China may be biggest hacking, social media threat to U.S.
FORUM Staff
China poses a greater digital security threat to the United States than any other country, according to U.S. officials and a new study released at a March 2019 cyber security conference.
The long-term damage caused by the People’s Republic of China’s (PRC’s) theft of U.S. industry trade secrets and intellectual property will be far greater than the impact of short-lived attacks by other nations, including Iran, North Korea and Russia. U.S. officials emphasized this consensus at the 2019 RSA cyber security conference in San Francisco in early March, according to The Washington Postnewspaper, despite the seeming focus on Russian interference during the 2016 U.S. presidential elections.
“Russia’s trying to disrupt the system,” said Chris Krebs, pictured, director of the U.S. Department of Homeland Security’s Cybersecurity and Infrastructure Security Agency (CISA), but “China’s trying to manipulate the system to its ultimate long-term advantage,” The Postreported. Countering PRC digital espionage will be a top agency priority during the next 1.5 years, he said.
The Chinese threat cannot be underestimated, FBI Director Christopher Wray agreed. “There is nothing like it,” Wray said at the conference, which is one of the nation’s largest cyber security forums, with more than 50,000 attendees. “I’m not somebody who is prone to hyperbole, but of all the things that surprised me when I came back into this world, the thing that most shocked me was the breadth, the depth, the scale of the Chinese counterintelligence threat,” Wray said, The Postreported.

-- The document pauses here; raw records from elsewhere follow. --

PR #17743, opened 2015-06-16
Round robin logic sequencing fix

### LINKED ISSUE #17738: RoundRobinRoutingLogic negative index after Long wrap around
Guido Medina proposed improvements here: https://groups.google.com/d/msg/akka-user/bMfdK9ox4-I/gvRSAZtzEqEJ

guidomedina:
Round robin logic sequencing will fail when it reaches Long.MAX_VALUE + 1 due to negative modulus result - fixes #17738

Will sign the agreement in a minute.

### DIFF
--- a/akka-actor/src/main/scala/akka/routing/RoundRobin.scala
+++ b/akka-actor/src/main/scala/akka/routing/RoundRobin.scala
@@ -5,8 +5,6 @@ package akka.routing
 
 import java.util.concurrent.atomic.AtomicLong
 import scala.collection.immutable
-import akka.actor.ActorContext
-import akka.actor.Props
 import akka.dispatch.Dispatchers
 import com.typesafe.config.Config
 import akka.actor.SupervisorStrategy
@@ -23,11 +21,14 @@ object RoundRobinRoutingLogic {
  */
 @SerialVersionUID(1L)
 final class RoundRobinRoutingLogic extends RoutingLogic {
-  val next = new AtomicLong(0)
+  val next = new AtomicLong
 
   override def select(message: Any, routees: immutable.IndexedSeq[Routee]): Routee =
-    if (routees.isEmpty) NoRoutee
-    else routees((next.getAndIncrement % routees.size).asInstanceOf[Int])
+    if (routees.nonEmpty) {
+      val size = routees.size
+      val nextSeq = next.getAndIncrement
+      routees((if (nextSeq < 0) size + (nextSeq % size) - 1 else nextSeq % size).asInstanceOf[Int])
+    } else NoRoutee
 
 }
 


typesafehub-validator:
Hi @guidomedina,

guidomedina:
To test the continuity theory, use int n = Integer.MAX_VALUE and then in a for each while increasing n try modulus of any positive number, once there is proof for the theory try the formula on the pull request, something like will prove it:

```
int n = Integer.MAX_VALUE
// Consider 3 the number of routees or pick any positive number.
for (int i = 0; i++; i<100) System.out.println(print ((n++) % 3));
```

drewhk:
OK TO TEST

akka-actor/src/main/scala/akka/routing/RoundRobin.scala
```diff
@@ -23,11 +21,16 @@ object RoundRobinRoutingLogic {
...
+  val next = new AtomicInteger
 
   override def select(message: Any, routees: immutable.IndexedSeq[Routee]): Routee =
     if (routees.isEmpty) NoRoutee
-    else routees((next.getAndIncrement % routees.size).asInstanceOf[Int])
+    else {
+      val nextSeq = next.getAndIncrement
+      // If nextSeq is Integer.MAX_VALUE + 1 then nextSeq is now Integer.MIN_VALUE resulting in a negative modulus operation.
+      // Math.abs would at inverted the order breaking the continuity of the sequence: N, N - 1, ..., 0, N, ....
+      routees(if (nextSeq < 0) routees.size + (nextSeq % routees.size) else nextSeq % routees.size)
```
drewhk: Hmm, if the modulus is not a power of two, then there cannot be a continuity anway unless you keep another compensation variable that you use after overflow.

guidomedina: Yes, you are absolutely correct, the Math.abs would at make it go backwards, the other version I have is the CAS one where the atomic integer is always reset to zero, but that one is way slower than the mod version due to new atomic integer adder faster than than CAS.

drewhk: I think the occasional jump in round-robinness is acceptable, especially if you keep it a Long. Reversing the sequence is of course problematic.

guidomedina: Well, there are 3 options here each with is draw back:
* AtomicInteger: Occasional jump but no need to cast from int to long.
* AtomicLong: Occasional jump unlikely to happen, always has to cast from long to int.
* AtomicInteger with CAS: The most correct solution but way slower.

guidomedina: Need to add a fix, will just force commit, once reach max value the formula should be:
`x < 0 ? size + (x % size) - 1 : x % size`

instead of

`x < 0 ? size + (x % size) : x % size`

guidomedina:
I just forced commit, re-check.

briantopping:
I don't think you have to force commit, just commit on the branch that the PR is on. Everything works properly.

guidomedina:
Yes, I know, I do it because some other projects prefer to have squashed commits to make merger/reviewer life easier.

guidomedina:
I have the CLA and I would like to sign as personal contributor, once I filled it out, where do I send it? Do I need to physically sign it, scan it and send it? or would suffice with filling the form and send it without signing it or sign with full name or something?

drewhk:
You only need to sign it on-line, you can then print it out for yourself if you want.

guidomedina:
Couldn't figure out how to sign it online, pointers or link?

patriknw:
@guidomedina You sign the CLA online here: http://www.typesafe.com/contribute/cla

As for the force commit, we prefer to just push new commits during the review phase, and in the end we will ask you to squash into one commit before merging.

We have another little convention regarding the the commit comments. This one should be something like:

    =act #17738 Improve performance of RoundRobinRoutingLogic

The details of that is described in [CONTRIBUTING.md](https://github.com/akka/akka/blob/master/CONTRIBUTING.md)

Thanks

guidomedina:
I'm a bit embarrass with the following question:

I have digitally signed the CLA but I can't find anywhere where to send it, Acrobat Reader allowed me to fill the document and digitally sign it but now it is asking for an e-mail or phone to send it, maybe it is something that for some people is so obvious, but not to me :(

ktoso:
Hi Guido, concerning the CLA it works like this: you sign it online - with the github account you're using to submit the PR and then we see the PR as "ready to go". No need to send us a paper copy of it, though you can keep it for your reference. So far it seems you did not sign it yet with the @guidomedina account though.

guidomedina:
I download it -a local copy-, filled and digitally sign it but I don't know what to do next, I was expecting Acrobat Reader to upload it or do something automatic.

ktoso:
That's the optional part actually, the part we need is:

```
Step 2) Once you or your employer has agreed to the CLA then you will need to [confirm with your GitHub account].
```

By clicking that link you'll get to a form about signing the CLA, and can do it online there.

guidomedina:
I was being an idiot...

ktoso:
No worries, and no idiots involved :-) I see it signed now, thanks! Will review code shortly

guidomedina:
Things have changed, the objective of this issue was to try to optimize RoundRobinLogic, then I realized than after Java 7 update N -unknown to me- increasing an atomic number is now done via assembler, not even CAS is involved anymore.

So CAS is slower than atomic adder and modulus operation together but then I realized that once you have reached Long.MAX_VALUE -unlikely unless you are doing DNA sequencing and need thousands of routees to compute something- it would go to Long.MIN_VALUE and modulus would return a negative number.

The first solution was to always do Math.abs but that would invert the sequence order, backward instead of forward due to modulus nature, hence the last version which will do occasional jumps if the number of routees is not a power of two.

With 4 threads I benchmark the CAS version which is the most correct but it tends to be N times slower than any of the explained versions, though we are taking slower on a very micro scale, say, 7m ops vs 30m ops

So in conclusion: The current version with AtomicInteger will have occasional jump when you reach Integer.MAX_VALUE but it will never cast a Long to Int and theoretically it should a bit faster than AtomicLong and fix the negative index bug.

Sorry for the very long paragraph.

patriknw:
@guidomedina thanks for benchmarking it. Have you also compared the proposed solution with the old AtomicLong?

akka-actor/src/main/scala/akka/routing/RoundRobin.scala
```diff
@@ -23,11 +21,15 @@ object RoundRobinRoutingLogic {
...
+  val next = new AtomicInteger
 
   override def select(message: Any, routees: immutable.IndexedSeq[Routee]): Routee =
-    if (routees.isEmpty) NoRoutee
-    else routees((next.getAndIncrement % routees.size).asInstanceOf[Int])
+    if (routees.nonEmpty) {
+      val nextSeq = next.getAndIncrement
+      // If nextSeq is Integer.MAX_VALUE + 1 then nextSeq is now Integer.MIN_VALUE resulting in a negative modulus operation.
+      // Math.abs would at inverted the order breaking the direction of the sequence -backward vs forward-
+      routees(if (nextSeq < 0) routees.size + (nextSeq % routees.size) - 1 else nextSeq % routees.size)
```
patriknw: perhaps extract `routees.size` into a `val` here?

akka-actor/src/main/scala/akka/routing/RoundRobin.scala
```diff
@@ -45,7 +47,7 @@ final class RoundRobinRoutingLogic extends RoutingLogic {
  * The router is therefore also the children's supervisor.
  *
  * The supervision strategy of the router actor can be configured with
- * [[#withSupervisorStrategy]]. If no strategy is provided, routers default to
+ * [[withSupervisorStrategy]]. If no strategy is provided, routers default to
```
patriknw: revert this change

guidomedina:
Yes, just did, 4 threads here is the result:

```
Benchmark            Mode  Cnt         Score          Error  Units
CASvsMOD.intCAS_1   thrpt    5  25521821.888 ±  1420008.668  ops/s
CASvsMOD.intCAS_4   thrpt    5   8068441.827 ±   545763.489  ops/s
CASvsMOD.intCAS_8   thrpt    5   8393989.579 ±  2825077.371  ops/s
CASvsMOD.intMOD_1   thrpt    5  31612244.740 ±   383351.317  ops/s
CASvsMOD.intMOD_4   thrpt    5  33413174.307 ±   172333.435  ops/s
CASvsMOD.intMOD_8   thrpt    5  32856744.780 ±  1068276.595  ops/s
CASvsMOD.longMOD_1  thrpt    5  38246766.516 ± 30255056.574  ops/s
CASvsMOD.longMOD_4  thrpt    5  32698458.184 ±   315833.471  ops/s
CASvsMOD.longMOD_8  thrpt    5  32710202.630 ±   492204.706  ops/s
```

guidomedina:
JMH benchmark source of important bit, including Long cast to Int:

```
import org.openjdk.jmh.annotations.Benchmark;
import org.openjdk.jmh.annotations.Mode;
import org.openjdk.jmh.runner.Runner;
import org.openjdk.jmh.runner.RunnerException;
import org.openjdk.jmh.runner.options.Options;
import org.openjdk.jmh.runner.options.OptionsBuilder;

import java.io.IOException;
import java.util.concurrent.atomic.AtomicInteger;
import java.util.concurrent.atomic.AtomicLong;

/**
 * @author Guido Medina, created by gmedina on 31/05/15.
 */
public class CASvsMOD {

  private static final AtomicInteger nextInt = new AtomicInteger();
  private static final AtomicLong nextLong = new AtomicLong();

  private static int nextInt(int routees) {
    return nextInt.accumulateAndGet(1, (index, increment) -> ++index < routees ? index : 0);
  }

  @Benchmark
  public void intCAS_1() {
    nextInt(1);
  }

  @Benchmark
  public void intCAS_4() {
    nextInt(4);
  }

  @Benchmark
  public void intCAS_8() {
    nextInt(8);
  }

  private int nextIntWithMod(int routees) {
    final int nextSeq = nextInt.getAndIncrement();
    return nextSeq < 0 ? nextSeq + (nextSeq % routees) - 1 : nextSeq % routees;
  }

  @Benchmark
  public void intMOD_1() {
    nextIntWithMod(1);
  }

  @Benchmark
  public void intMOD_4() {
    nextIntWithMod(4);
  }

  @Benchmark
  public void intMOD_8() {
    nextIntWithMod(8);
  }

  private int nextLong(int routees) {
    final long nextSeq = nextLong.getAndIncrement();
    return (int) (nextSeq < 0 ? nextSeq + (nextSeq % routees) - 1 : nextSeq % routees);
  }

  @Benchmark
  public void longMOD_1() {
    nextLong(1);
  }

  @Benchmark
  public void longMOD_4() {
    nextLong(4);
  }

  @Benchmark
  public void longMOD_8() {
    nextLong(8);
  }

  public static void main(String[] args) throws RunnerException, IOException {
    final Options opt = new OptionsBuilder().
      include(CASvsMOD.class.getSimpleName()).
      warmupIterations(5).
      measurementIterations(5).
      mode(Mode.Throughput).
      jvmArgs("-server").
      threads(4).
      forks(1).
      build();
    new Runner(opt).run();
  }
}
```

patriknw:
@guidomedina thanks, then it is not slower than the long.

Random fact: it would take 29247 years to overflow the long at the speed of 10000000 msg/second.

guidomedina:
It boils down to having a broken theory in the code *-correctness-* if not doing any calculation after MAX_VALUE, there isn't a performance difference to be honest, I can set the type to Long and leave the check that "will never happen" but keeping the correctness?

patriknw:
I'm fine with your proposed solution, thanks, and I sleep better when I know that it is not a bug in practise.

guidomedina:
What I mean was: Proposed solution with Long instead of Integer, it would take me no time to re-commit.

patriknw:
I mean that I'm fine with the Integer solution. Let's see if others have an opinion.

guidomedina:
I think I found the perfect solution without occasional jumps, testing: http://stackoverflow.com/questions/5844084/java-circular-shift-using-bitwise-operations

guidomedina:
Scratch that, there is a perfect solution just best effort.

guidomedina:
Corret me if I'm wrong, I have tried again the JMH of CAS vs Modulo, JMH result confuses me, if there is the case that CAS is actually doing better than Modulo then that would be the perfect solution, when you have some spared time take a look at the following Gist where I posted both result and source code, the CAS source code would be compatible with Java 6+: https://gist.github.com/guidomedina/5f4c5f116997baa05170

guidomedina:
But it would be unlikely due to new XADD low level operation for Atomic Integer/Long beating CAS by miles.

drewhk:
I think the current solution is fine, there are additional costs of enqueueing to the routee actors anyway, the incrementAndGet should be fast enough.

ktoso:
Secconded, let's stick to `incrementAndGet` "it's what it does". Comparing with CASing can be a rabbit hole and we'd need to compare all different workloads and versions of vms etc to "make sure what is faster", whereas the job we need to get done here is increment-and-get anyway.

LGTM for current impl from my side.

guidomedina:
If CAS would at been as fast as `getAndIncrement` then I wouldn't hesitate to use it as complete and correct solution for one main reason:

It never jumps the sequence, the CAS method on the JMH Gist is basically a circular integer `0, 1, ..., N, 0, ...`

drewhk:
there is always a jump if the count of routees is not a power of two, since otherwise the range of the Int/Long is undivisable by the modulus, therefore there will be a jump, unless a correction factor is introduced. I don't mind the occasional jump, we can document it.

guidomedina:
Not for this version, but it is slower than `getAndIncrement` by a factor of 3 -on a micro-level-, capping to 8m ops/sec on my laptop:

```
  private static int nextInt(int routees) {
    int prev, next;
    do {
      prev = nextInt.get();
      next = prev + 1;
    } while (!nextInt.compareAndSet(prev, next < routees ? next : 0));
    return prev;
  }
```

guidomedina:
And this would be the Scala version, it took me few minutes because I'm still a Scala newbie:

```
final class RoundRobinRoutingLogic extends RoutingLogic {
  val next = new AtomicInteger

  override def select(message: Any, routees: immutable.IndexedSeq[Routee]): Routee =
    if (routees.nonEmpty) {
      var currVal: Int = 0
      var nextVal: Int = 0
      do {
        currVal = next.getAndIncrement
        nextVal = currVal + 1
      } while (!next.compareAndSet(currVal, if (nextVal < routees.size) nextVal else 0))
      routees(currVal)
    } else NoRoutee
}
```

guidomedina:
**Note:** Corrected version.

There is no jump for this version but it is slower than `getAndIncrement` by a factor of 3 *-on a micro-level-* capping to 8m ops on my laptop with 4 threads and 9m ops on a decent server with 8 CPUs and threads:

```
final class RoundRobinRoutingLogic extends RoutingLogic {
  val next = new AtomicInteger

  override def select(message: Any, routees: immutable.IndexedSeq[Routee]): Routee =
    if (routees.nonEmpty) {
      var currVal = 0
      var nextVal = 0
      val size = routees.size
      do {
        currVal = next.get
        nextVal = currVal + 1
      } while (!next.compareAndSet(currVal, if (nextVal < size) nextVal else 0))
      routees(currVal)
    } else NoRoutee

}
```

ktoso:
Wrote a benchmark to collect all the datapoints in one place, was too confusing to skim comments :-)
https://gist.github.com/ktoso/68d47c117c547343c58b

Throughput wise I don't think we have a problem as it most likely would be dominated by other factors.
Perhaps adding a StrictRoundRobin would be the solution? Not decided yet, need to ponder this a bit more..

guidomedina:
Correct selectCas, my initial version had an error, is `nextInt.get` instead of `next.getAndIncrement`

guidomedina:
Correction, I see selectCas and selectCas2, remove selectCas and just keep selectCas2

guidomedina:
**atomic_int** is the fastest which is the current proposed version with avg of 1m ops/ms
**cas_int2** is the most correct version performing OK with avg of 850K ops/ms

guidomedina:
CAS versions are not good, a further analysis shows that there is a possibility of error, if a routee is removed from the list *(new size = old size - 1)* and `next.get == old size - 1`, an index out of bounds exception is thrown, making the CAS useless and fixable by doing a modulo operation which leads us back to the original solutions, that said, the only two usable and correct solutions *-with occasional jump one more often than the other-* from your benchmark are:
* **atomic_int** *-selectInt(...) method-*
* **atomic_long** *-selectLong(...) method-*

guidomedina:
Well, select CAS is fixable with the following, it would just take an extra cycle in the while if that happen:

```
override def select(message: Any, routees: immutable.IndexedSeq[Routee]): Routee =
    if (routees.nonEmpty) {
      var currVal = 0
      var nextVal = 0
      val size = routees.size
      do {
        currVal = next.get
        nextVal = currVal + 1
        // if currVal >= size it will do an extra iteration.
      } while (!next.compareAndSet(currVal, if (nextVal < size) nextVal else 0) && currVal >= size)
      routees(currVal)
    } else NoRoutee
```

guidomedina:
Edited previous comment.

guidomedina:
Are you sure your benchmark is correct, I'm measuring the important bit which is the picking of the index and I can't get close to your numbers, I mean, 1m ops/ms with 10 threads?, Are you sure your bench is running with concurrency enabled?

That sounds too high to be true, I can only get 33K ops/ms with 8 threads, I modified my benchmark to match yours and ran it, CAS is always slower with a factor of 3~4 times, results & source code: https://gist.github.com/guidomedina/5f4c5f116997baa05170

ktoso:
I'm not sure if is - just wanted to collect what we're talking about in one file instead of collecting things from comments each time :-)
33k ops sounds really little for something that's basically just a CAS or XADD... whats your bench box?
The numbers above I got from my laptop (like I mentioned, not super serious benchmarking, just wanted to collect these) `Intel(R) Core(TM) i7-4850HQ CPU @ 2.30GHz`.

guidomedina:
Intel® Core™ i5-4200U CPU @2.6GHz *-concurrently used they really go up to a max of 2.2GHz-* remember you are using as measurement unit ms, so 33K ops/ms would be equivalent to 33m ops/s

guidomedina:
@ktoso this is a more serious benchmark, done on a Debian Server with 8 CPUs which clearly shows that Long (64K ops/ms) is better than Integer (53K ops/ms), so I should probably keep the Long version with the adjustment for negative values after Long passes Long.MAX_VALUE.

```
Benchmark         (routees)   Mode  Cnt      Score      Error   Units
CASvsMOD.intCAS           8  thrpt   10   9355.365 ±   21.177  ops/ms
CASvsMOD.intCAS         512  thrpt   10   8785.338 ±   36.723  ops/ms
CASvsMOD.intMOD           8  thrpt   10  53464.546 ±  209.795  ops/ms
CASvsMOD.intMOD         512  thrpt   10  39683.685 ±  168.896  ops/ms
CASvsMOD.longMOD          8  thrpt   10  64774.359 ± 1443.127  ops/ms
CASvsMOD.longMOD        512  thrpt   10  64490.088 ±  272.969  ops/ms
```

guidomedina:
Closing pull request, wrong branch and too messy. Recreating new one under the right branch.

In addition to the PRC’s cadre of hackers, China’s offensive social media machinery has the potential to do great harm, according to a new report released the week of the RSA conference.
Recorded Future, a cyber security research firm, compared Russian and Chinese disinformation operations between October 1, 2018, and February 22, 2019, in a new analysis, titled, “Beyond Hybrid War: How China Exploits Social Media to Sway American Opinion.” While the Russian troll farm activated during the 2016 election was estimated to employ 600 people, China’s social media force could be as large as half a million people, according to the report, and much more sophisticated. China’s techniques differ from those of the Russian state, the report found, and also differ from the approaches they use to target the U.S. population because China has different goals in both arenas.

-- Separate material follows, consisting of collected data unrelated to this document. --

Issue #16542, opened 2014-12-15
Don't store sender ActorRef


patriknw:
We should investigate if there is a need any more to store the sender ActorRef in each persistent event.

PR #17744, opened 2015-06-16
=per #16542 Don't store sender in PersistentRepr

patriknw:
- I think it originated from channels, or some idea that
  the sender should be revived (as good as possible) during replay,
  but that is pretty useless
- It must still be in PersistentRepr for remote serialization
- I didn't want to change to the built in sender when looping to the
  journal because keeping it together with the message makes it easier
  to do batching (queueing)

### DIFF
--- a/akka-persistence/src/test/scala/akka/persistence/serialization/SerializerSpec.scala
+++ b/akka-persistence/src/test/scala/akka/persistence/serialization/SerializerSpec.scala
@@ -148,7 +148,7 @@ class MessageSerializerPersistenceSpec extends AkkaSpec(customSerializers) {
   "A message serializer" when {
     "not given a manifest" must {
       "handle custom Persistent message serialization" in {
-        val persistent = PersistentRepr(MyPayload("a"), 13, "p1", true, testActor)
+        val persistent = PersistentRepr(MyPayload("a"), 13, "p1", true)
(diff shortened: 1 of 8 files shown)


patriknw:
Refs #16542

patriknw:
ah, I didn't run the tck tests locally

akka-persistence/src/test/scala/akka/persistence/serialization/SerializerSpec.scala
```diff
@@ -221,6 +221,31 @@ class MessageSerializerPersistenceSpec extends AkkaSpec(customSerializers) {
       }
     }
 
+    "given PersistentRepr serialized with Akka 2.3.11 Scala 2.10" must {
```
ktoso: To be more realistic this probably should be Scala 2.11, since 2.4 is not released for 2.10. Worth the trouble you think?

patriknw: I actually did that on purpose, to make sure that we can replay these things when they are serialized with 2.10 - 2.3.11

ktoso: Right that's important, good then :)

ktoso:
LGTM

The PRC’s tight rein on its citizens’ internet use allows “techniques that are relatively unique to their own domestic information environment. They don’t use those techniques when targeting Americans in English on U.S. platforms,” Priscilla Moriuchi, a Recorded Future researcher, said, according to the DefenseOne.com website.

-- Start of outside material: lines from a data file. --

PR #17745, opened 2015-06-16
=str add VirtualProcessor

rkuhn:
This is only for reviewing the idea, the name is of course wrong and it also needs tests (and be used of course).

### DIFF
--- a/akka-stream/src/main/scala/akka/stream/impl/StreamLayout.scala
+++ b/akka-stream/src/main/scala/akka/stream/impl/StreamLayout.scala
@@ -4,7 +4,6 @@
 package akka.stream.impl
 
 import java.util.concurrent.atomic.{ AtomicInteger, AtomicBoolean, AtomicReference }
-
 import akka.stream.impl.StreamLayout.Module
 import akka.stream.scaladsl.Keep
 import akka.stream._
@@ -12,6 +11,8 @@ import org.reactivestreams.{ Processor, Subscription, Publisher, Subscriber }
 import scala.collection.mutable
 import scala.util.control.NonFatal
 import akka.event.Logging.simpleName
+import scala.annotation.tailrec
+import java.util.concurrent.atomic.AtomicLong
 
 /**
  * INTERNAL API
@@ -106,9 +107,8 @@ private[akka] object StreamLayout {
         AmorphousShape(shape.inlets ++ that.shape.inlets, shape.outlets ++ that.shape.outlets),
         downstreams ++ that.downstreams,
         upstreams ++ that.upstreams,
-        if (f eq Keep.left) matComputation1
-        else if (f eq Keep.right) matComputation2
-        else Combine(f.asInstanceOf[(Any, Any) ⇒ Any], matComputation1, matComputation2),
+        // would like to optimize away this allocation for Keep.{left,right} but that breaks side-effecting transformations
+        Combine(f.asInstanceOf[(Any, Any) ⇒ Any], matComputation1, matComputation2),
         attributes)
     }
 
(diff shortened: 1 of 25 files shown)


akka-stream/src/main/scala/akka/stream/impl/StreamLayout.scala
```diff
@@ -293,6 +293,51 @@ private[akka] object StreamLayout {
...
+  import V._
+  import ReactiveStreamsCompliance._
+
+  private val subscriptionStatus = new AtomicReference[AnyRef]
+  private val terminationStatus = new AtomicReference[Termination]
+
+  override def subscribe(s: Subscriber[_ >: T]): Unit =
+    if (subscriptionStatus.compareAndSet(null, s)) () // wait for onSubscribe
+    else {
+      val sub = subscriptionStatus.getAndSet(s).asInstanceOf[Subscription]
```
drewhk: this will fail on the second subscribe call with a ClassCastException

rkuhn: Right, this should be turned into a SpecViolation instead.

akka-stream/src/main/scala/akka/stream/impl/StreamLayout.scala
```diff
@@ -293,6 +293,51 @@ private[akka] object StreamLayout {
...
+      tryOnSubscribe(s, sub)
+      terminationStatus.getAndSet(Allowed) match {
```
drewhk: this will be null if onSubscribe was first, since it does not set terminationStatus after the successful CAS on subscriptionStatus, and this will enter this branch since the CAS will fail here on subscriptionStatus. Maybe you wanted this to have the initial value of Allowed?

akka-stream/src/main/scala/akka/stream/impl/StreamLayout.scala
drewhk: It is not a spec violation, just that this VirtualProcessor does not support fanout. This is btw one of the drawbacks of this approach, if you use Sink.publisher to access the features a possibly more powerful Publisher to the left, now it is reduced to single-subscription. I think it is fine, just for the record.

akka-stream/src/main/scala/akka/stream/impl/StreamLayout.scala
drewhk: No, you just need to ignore the null, since setting it to Allowed in the getAndSet will force the onComplete to fail the CAS and call the onComplete itself

drewhk:
We can test it against the TCK by appending this processor to a real, actor backed identity processor:
 - attach to the left end
 - attach to the right end
 - attach to both ends

drewhk:
I have verified it, and it looks correct (I can present an informal "proof")

TODO:
 - test the mapMaterialized case where the Publisher/Subscriber is accessed and used in the mapper
 - add TCK tests with this appended to left, right, both ends of an IdentityProcessor
 - remove all the Virtual stuff and replace it with this one
 - remove and inline the attach() method in MaterializerSession
 - remove the createIdentityProcessor method in MaterializerSession

rkuhn:
okay, going forward with this now

rkuhn:
Implemented all the things and found a bonus bug as well (more correctly: an inconsistency in how `Keep.left` would completely drop the right computation instead of only discarding its value).

akka-stream/src/main/scala/akka/stream/impl/StreamLayout.scala
```diff
@@ -550,6 +620,7 @@ private[stream] abstract class MaterializerSession(val topLevel: StreamLayout.Mo
         case mv: MaterializedValueSource[_] ⇒
           val pub = new MaterializedValuePublisher
           materializedValuePublishers ::= pub
+          materializedValues.put(mv, ())
```
drewhk: You should run the materialization benchmarks (or add a new one) to see how much impact does this have (given that the default is Keep.left almost always). If it is significantly slower ( > 5%) then I am against this.

akka-stream/src/main/scala/akka/stream/impl/StreamLayout.scala
```diff
@@ -293,38 +293,108 @@ private[akka] object StreamLayout {
...
+    tryOnNext(subscriptionStatus.get.asInstanceOf[Subscriber[T]], t)
+  }
+
+  private final class Sub(s: Subscription) extends AtomicLong with Subscription {
+    override def cancel(): Unit = {
+      subscriptionStatus.set(InertSubscriber)
+      s.cancel()
+    }
+    @tailrec
+    override def request(n: Long): Unit = {
```
drewhk: ewww. Why is this needed? There is something frightening about double accounting of requests.

drewhk:
Please also change the materialization of the Identity module to use this instead of Transform(() => Map(identity))

akka-stream/src/main/scala/akka/stream/impl/StreamLayout.scala
rkuhn: This is not optional: without it the tests for accessing the materialized value fail. I don’t expect much impact on real-world benchmarks since this only affects usage of `FlowGraph.Builder.materializedValue`.

akka-stream/src/main/scala/akka/stream/impl/StreamLayout.scala
rkuhn: Without this the TCK fails: it rightfully signals reentrant signaling towards the Subscriber since requesting from onSubscribe may now immediately trigger the asynchronous invocation of onNext. Therefore requests during onSubscribe are delayed by this method.

rkuhn:
Concerning changing the materialization of Identity nodes: is the intention that these will be removed before fusing anyway? In that case I agree.

rkuhn:
@drewhk I have replaced Identity by this VirtualProcessor and then by pure chance I saw the same failure as in https://jenkins.akka.io/job/pr-validator-per-commit-jenkins/2953/ locally: ConcatAllImpl suffers from stopping the ActorProcessor too eagerly (when onSubscribe has not yet been received from the substream). Please review the second commit carefully.

akka-stream/src/main/scala/akka/stream/impl/StreamLayout.scala
drewhk: Ok.

akka-stream/src/main/scala/akka/stream/impl/StreamLayout.scala
drewhk: Well, let's accept this as a feature then.

drewhk:
> Concerning changing the materialization of Identity nodes: is the intention that these will be removed before fusing anyway? In that case I agree.

These cannot be removed completely trivially in all cases, see

   incomingConneciton.flow.join(Flow[ByteString]) // echo server

I guess it is possible to detect this in the materialization phase, but fusing cannot help here.

rkuhn:
Failure was remaining child actors in TlsSpec—is that one of the typical failure modes or a new one?

@drewhk Please review especially the last three commits since they fix problems that are unrelated to the VirtualProcessor itself, they were racy before and might have come up now due to timing changes.

drewhk:
yes, that is the typical failure.

drewhk:
mergeable?

rkuhn:
Yes, I’d say it is :-)

rkuhn:
Have you seen the improved fix in 5b420c5?

drewhk:
yes, please squash

rkuhn:
It is already squashed: the commits fix different things.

More than 80 percent of the PRC’s propaganda campaigns are aimed outside China, the study found, and strive to present the so-called Chinese Dream as unfailing. “The Chinese state has employed a plethora of state-run media to exploit the openness of American democratic society in an effort to insert an intentionally distorted and biased narrative portraying a utopian view of the Chinese government and party,” the report found.
Moriuchi cited the example of the PRC’s spin on its crackdown on minorities in Xinjiang province.
“If you read Chinese content on social media, the Uighurs are happy, content,” Moriuchi said.
For now, PRC social media activity has mainly sought to shape U.S. perceptions about China, the report found, in contrast to Russian activity that strives to undermine faith in democracy and sow division, the report said. For example, the PRC did not attempt a large-scale campaign to influence U.S. voters in the November 2018 midterm elections. “However, on a small scale, we observed all of our researched state-run influence accounts disseminating breaking news and biased content surrounding President Trump and China-related issues,” the report said, noting that Chinese social media posts are very effective at achieving their aims.
While U.S. agencies have some tools, including laws to police hacking, there are fewer ways to counter social media attacks from foreign actors and governments. CSIA’s Krebs told the RSA conference that U.S. efforts to combat non-Russian social media are “an active space and will only get more active,” DefenseOne.com reported.